• _PROBLEM TO SOLVE_
In the listing that follows, the range to quote begins at the line that has "Takes the basic" and ends after the line that has "Fixes #3619"; quote it verbatim and add nothing.

• _SUPPLIED RECORDS_
Content starts
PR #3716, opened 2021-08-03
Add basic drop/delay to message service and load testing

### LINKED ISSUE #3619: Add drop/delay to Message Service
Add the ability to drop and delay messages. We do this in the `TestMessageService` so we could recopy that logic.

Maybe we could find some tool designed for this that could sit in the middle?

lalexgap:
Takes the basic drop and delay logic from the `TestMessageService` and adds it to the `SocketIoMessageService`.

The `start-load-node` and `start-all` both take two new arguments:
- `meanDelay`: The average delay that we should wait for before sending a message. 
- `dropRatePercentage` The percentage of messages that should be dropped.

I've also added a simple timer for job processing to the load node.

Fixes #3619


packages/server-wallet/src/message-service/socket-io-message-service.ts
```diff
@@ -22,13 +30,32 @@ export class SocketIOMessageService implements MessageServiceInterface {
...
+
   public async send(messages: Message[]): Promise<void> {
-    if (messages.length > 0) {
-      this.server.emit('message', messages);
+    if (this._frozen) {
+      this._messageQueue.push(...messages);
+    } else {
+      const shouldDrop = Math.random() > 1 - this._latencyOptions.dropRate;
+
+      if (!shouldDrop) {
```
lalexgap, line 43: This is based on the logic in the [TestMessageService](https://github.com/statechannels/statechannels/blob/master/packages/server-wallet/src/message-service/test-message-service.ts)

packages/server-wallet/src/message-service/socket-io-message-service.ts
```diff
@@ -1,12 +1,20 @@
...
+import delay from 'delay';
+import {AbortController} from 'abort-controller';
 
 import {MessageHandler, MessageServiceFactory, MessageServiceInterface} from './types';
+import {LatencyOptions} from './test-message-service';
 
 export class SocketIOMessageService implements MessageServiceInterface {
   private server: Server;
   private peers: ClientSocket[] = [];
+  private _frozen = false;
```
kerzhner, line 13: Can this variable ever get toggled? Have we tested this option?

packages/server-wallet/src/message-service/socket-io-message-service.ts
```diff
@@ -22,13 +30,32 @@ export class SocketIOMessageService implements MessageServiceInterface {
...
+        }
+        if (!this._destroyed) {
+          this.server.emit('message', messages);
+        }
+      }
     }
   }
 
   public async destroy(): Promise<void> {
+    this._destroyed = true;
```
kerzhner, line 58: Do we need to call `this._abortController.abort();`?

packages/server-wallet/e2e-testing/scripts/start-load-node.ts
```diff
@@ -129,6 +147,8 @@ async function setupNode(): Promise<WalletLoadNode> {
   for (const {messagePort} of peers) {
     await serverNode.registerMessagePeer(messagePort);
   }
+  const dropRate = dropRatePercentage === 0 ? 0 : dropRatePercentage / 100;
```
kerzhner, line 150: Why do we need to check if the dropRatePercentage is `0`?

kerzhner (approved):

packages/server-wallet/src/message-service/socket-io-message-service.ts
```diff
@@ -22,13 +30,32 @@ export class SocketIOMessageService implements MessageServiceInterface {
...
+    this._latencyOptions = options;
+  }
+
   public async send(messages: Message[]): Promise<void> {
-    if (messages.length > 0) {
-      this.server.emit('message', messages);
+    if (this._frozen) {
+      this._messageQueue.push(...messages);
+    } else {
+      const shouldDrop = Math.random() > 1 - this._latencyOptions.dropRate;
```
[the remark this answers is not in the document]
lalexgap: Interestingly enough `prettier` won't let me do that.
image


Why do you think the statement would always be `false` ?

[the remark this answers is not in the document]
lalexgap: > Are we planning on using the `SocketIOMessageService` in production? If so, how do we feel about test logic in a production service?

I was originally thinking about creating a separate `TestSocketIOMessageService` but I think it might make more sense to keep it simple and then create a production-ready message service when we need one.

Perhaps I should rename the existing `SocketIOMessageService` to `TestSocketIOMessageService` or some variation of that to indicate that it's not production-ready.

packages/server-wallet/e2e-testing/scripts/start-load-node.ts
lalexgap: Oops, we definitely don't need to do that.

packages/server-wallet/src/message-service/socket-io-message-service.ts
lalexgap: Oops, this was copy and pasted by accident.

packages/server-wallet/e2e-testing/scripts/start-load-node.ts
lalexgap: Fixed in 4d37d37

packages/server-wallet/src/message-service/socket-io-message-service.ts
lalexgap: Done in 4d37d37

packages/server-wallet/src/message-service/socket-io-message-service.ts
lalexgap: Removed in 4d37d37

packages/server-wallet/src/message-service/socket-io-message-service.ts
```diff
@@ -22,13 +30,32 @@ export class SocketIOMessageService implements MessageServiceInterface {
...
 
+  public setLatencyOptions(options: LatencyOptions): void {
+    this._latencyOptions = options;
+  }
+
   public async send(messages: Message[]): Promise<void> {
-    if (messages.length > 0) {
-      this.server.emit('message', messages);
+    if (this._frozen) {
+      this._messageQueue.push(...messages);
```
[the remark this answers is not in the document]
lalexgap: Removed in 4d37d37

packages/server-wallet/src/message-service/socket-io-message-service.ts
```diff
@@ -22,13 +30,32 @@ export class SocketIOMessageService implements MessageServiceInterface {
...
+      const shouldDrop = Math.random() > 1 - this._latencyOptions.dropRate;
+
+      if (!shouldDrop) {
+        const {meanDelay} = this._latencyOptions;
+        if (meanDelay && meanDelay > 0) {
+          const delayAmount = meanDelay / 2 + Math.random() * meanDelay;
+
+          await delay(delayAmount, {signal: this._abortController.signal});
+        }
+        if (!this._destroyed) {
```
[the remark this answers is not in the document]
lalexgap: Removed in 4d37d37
Content ends
• _TASK RESULT_
Takes the basic drop and delay logic from the `TestMessageService` and adds it to the `SocketIoMessageService`.

The `start-load-node` and `start-all` both take two new arguments:
- `meanDelay`: The average delay that we should wait for before sending a message. 
- `dropRatePercentage` The percentage of messages that should be dropped.

I've also added a simple timer for job processing to the load node.

Fixes #3619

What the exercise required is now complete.